# Yellow lab hybrids



## Tvdk2689 (May 18, 2019)

Same parents... mother was yellow lab. Same dad possibly? Or 2 different males fertilized her eggs. Highly possible.


----------



## Tvdk2689 (May 18, 2019)

Hybrid?


----------



## Tvdk2689 (May 18, 2019)

Mixed with socolofi possibly?


----------



## Tvdk2689 (May 18, 2019)

Socolofi


----------



## noki (Jun 13, 2003)

The first pic is the potential parents? And offspring below?

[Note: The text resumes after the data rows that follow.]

Issue #4675, opened 2017-12-29
MPI_PROC_NULL in Topology Creation


omor1:
I'm trying to create a binary tree topology using `MPI_Dist_graph_create_adjacent()`, simplifying the graph boundaries by using `MPI_PROC_NULL`. This allows specifying all nodes in a consistent way.
I'm not sure this is allowed by the specification; I could find no information either way.
However, the neighborhood collectives specify that the borders of a cartesian topology act as though they send and receive from `MPI_PROC_NULL`. It could be useful to be able to obtain similar behavior in a generic graph.

Example code is given below:
```C
int world_rank;
int world_size;
int neighbor[3];

MPI_Comm_rank(MPI_COMM_WORLD, &world_rank);
MPI_Comm_size(MPI_COMM_WORLD, &world_size);

neighbor[0] = world_rank > 0 ? (world_rank-1)/2 : MPI_PROC_NULL;
neighbor[1] = 2*world_rank+1 < world_size ? 2*world_rank+1 : MPI_PROC_NULL;
neighbor[2] = 2*world_rank+2 < world_size ? 2*world_rank+2 : MPI_PROC_NULL;

MPI_Dist_graph_create_adjacent(MPI_COMM_WORLD,
                               3, neighbor, MPI_UNWEIGHTED,
                               3, neighbor, MPI_UNWEIGHTED,
                               MPI_INFO_NULL, true, &CommTree);
```

Currently this code results in the following error:
```
*** An error occurred in MPI_Dist_graph_create_adjacent invalid sources
*** reported by process [3896508417,2]
*** on communicator MPI_COMM_WORLD
*** MPI_ERR_ARG: invalid argument of some other kind
*** MPI_ERRORS_ARE_FATAL (processes in this communicator will now abort,
***    and potentially your MPI job)
```

bosilca:
My understanding of the MPI standard description of the topology creation functions is that the list of neighbors is rank based, and should only contains the meaningful neighbors. Thus, you cannot have MPI_PROC_NULL as a neighbor in any type of topology.

omor1:
It *is* true that the distributed graph constructors specify `sources` and `destinations` as "array[s] of non-negative integers" describing "ranks of processes for which the calling process is a destination / source".

[...]

PR #4898, opened 2018-03-09
Allow MPI_PROC_NULL as neighbor.

bosilca:
Allowing MPI_PROC_NULL as a neighbor in any topology allows us to add
gaps on the send and recv buffers. This does make the traditional
neighbor collective have a similar behavior as the V version, but in
same time it allows the users to skip the step where they prepare the
counts and the displacement array.

For more info please take a look at issue #4675.


hjelmn:
@bosilca I don't think we should allow MPI_PROC_NULL for dist graph but it is clear the forum intended it to be allowed. This needs to be PR'd to v3.0.x and v3.1.x. See mpi-forum/mpi-issues#87

PR #4909, opened 2018-03-13
v2.x: Datatype fix: Update the loop stats.

jsquyres:
The loop should be updated on each internal iteration.

This is a manually-created patch for the v2.x branch, derived from
78480351955b8a27d44221090736df1716f3c384 on master.

Patch created by @bosilca in https://github.com/open-mpi/ompi/pull/4883#issuecomment-371607852.

Per discussion on the 2018-03-13 webex, putting this on the v2.1.4 milestone (because v2.1.3 is too close and we want this datatype change to be tested a bit more).


jsquyres:
Per 2018-03-12 webex, we decided to hold this PR until after the v2.1.3 release (just to let it cook / be tested a bit more).

hppritcha:
@edgargabriel please check when you have a chance

Issue #2530, opened 2016-12-06
osc rdma hang with multiple windows


markalle:
Using the testcase mt_1sided.c (and its support files 1sided.c mt_1sided_td1.c mt_1sided_td2.c) from this test harness pull request:
https://github.com/open-mpi/ompi-tests/pull/25
I get a hang from the osc rdma component:

```
% mpicc -o x mt_1sided.c mt_1sided_td1.c mt_1sided_td2.c
% mpirun -host hostA,hostB -mca osc rdma -mca pml ob1 -mca btl openib,self,vader ./x
```

This was from a vanilla build of openmpi-master-201612022109-0366f3a.

The single threaded "1sided.c" passes. And I think the key difference in the multi-threaded version is that there are two windows active (one for each thread).

1sided.c is a fairly broad test, looping over several synchronization types as well as contiguous and non-contiguous datatypes. I could probably whittle the test to be a bit more targeted for this particular hang if needed.

jsquyres:
@hjelmn Can you have a look?

rkowalewski:
@markalle Your link url does not work. We have probably the same issue regarding communication progress with multiple windows in our project. Could you please fix your url since I want to verify my assumption.

jsquyres:
@rkowalewski Our ompi-test repository is not public; that's why the link is broken for you.

@markalle Are you amenable to sharing your new tests with @rkowalewski?  You could post them in a gist, or attach them here on this issue.

rkowalewski:
@jsquyres @markalle I spent more time with this. Finally, I have pinpointed the error and created another issue: #2538 
Maybe there is some relation between these two issues.

markalle:
@jsquyres @rkowalewski Yeah, since we put it in the ompi-tests it's considered public-ish at least. Even the stuff I've checked in there is a whittled down version of our original tests, as giving out these smaller somewhat whittled down tests is easier to get management approval for.

markalle:
Here, see if I made this gist right:
https://gist.github.com/markalle/56f739c3c907e53960d22d5de2fe4bc9
It should have 1sided.c, mt_1sided.c, mt_1sided_td1.c and mt_1sided_td2.c.

jsquyres:
Perfect -- thanks @markalle!

hjelmn:
Please test with the latest 2.0.2 release candidate.

markalle:
[...]

PR #4918, opened 2018-03-15
osc/rdma: performance improvments and bug fixes

hjelmn:
This commit is a large update to the osc/rdma component. Included in
this commit:

 - Add support for using hardware atomics for fetch-and-op and single
   count accumulate  when using the accumulate lock. This will improve
   the performance of these operations even when not setting the
   single intrinsic info key.

 - Rework how large accumulates are done. They now block on the get
   operation to fix some bugs discovered by an IBM one-sided test. I
   may roll back some of the changes if the underlying bug in the
   original design is discovered. There appear to be no real
   difference (on the hardware this was tested with) in performance so
   its probably a non-issue. References #2530.

 - Add support for an additional lock-all algorithm: on-demand. The
   on-demand algorithm will attempt to acquire the peer lock when
   starting an RMA operation. The lock algorithm default has not
   changed. The algorithm can be selected by setting the
   osc_rdma_locking_mode MCA variable. The valid values are two_level
   and on_demand.

 - Make use of the btl_flush function if available. This can improve
   performance with some btls.

 - When using btl_flush do not keep track of the number of put
   operations. This reduces the number of atomic operations in the
   critical path.

 - Make the window buffers more friendly to multi-threaded
   applications. This was done by dropping support for multiple
   buffers per MPI window. I intend to re-add that support once the
   underlying performance bug under the old buffering scheme is
   fixed.

 - Fix a bug in request completion in the accumulate, get, and put
   paths. This also helps with #2530.

 - General code cleanup and fixes.

### DIFF
--- a/ompi/mca/osc/rdma/osc_rdma.h
+++ b/ompi/mca/osc/rdma/osc_rdma.h
@@ -8,7 +8,7 @@
  *                         University of Stuttgart.  All rights reserved.
  * Copyright (c) 2004-2005 The Regents of the University of California.
  *                         All rights reserved.
- * Copyright (c) 2007-2017 Los Alamos National Security, LLC.  All rights
+ * Copyright (c) 2007-2018 Los Alamos National Security, LLC.  All rights
  *                         reserved.
  * Copyright (c) 2010      Cisco Systems, Inc.  All rights reserved.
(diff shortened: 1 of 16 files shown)


hjelmn:
opps, need to fix one small issue with the merge.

Yes, the second and third pic fish just doesn't look right in the face. If you had a more dominant male Socolofi, he might chase away the Yellow Lab male, Yellow labs are wimpy for mbuna. But I suppose this is all speculation. What are all the males are in this tank?


----------



## Tvdk2689 (May 18, 2019)

This is new tank for them. Was in a tank with about 36 other cichlids. A mix of mainly peacocks and haps 4-6 inches. There was 1 other yellow lab in the tank and 2 or 3 socolofi.
Mainly had
Red fin borleyi 
Venustus 
Red Express
Eureka and german reds
And a few obs
So not to sure what it is.
Face gets a nice grayish blue and the body gets dark yellowish orange at times and its chipping get very sparkly. Pictures dont do it justice.


----------



## Tvdk2689 (May 18, 2019)

But I was saying the 2 in the first pic came from the same brood. Other fish in other 2 pics are new tank mates.


----------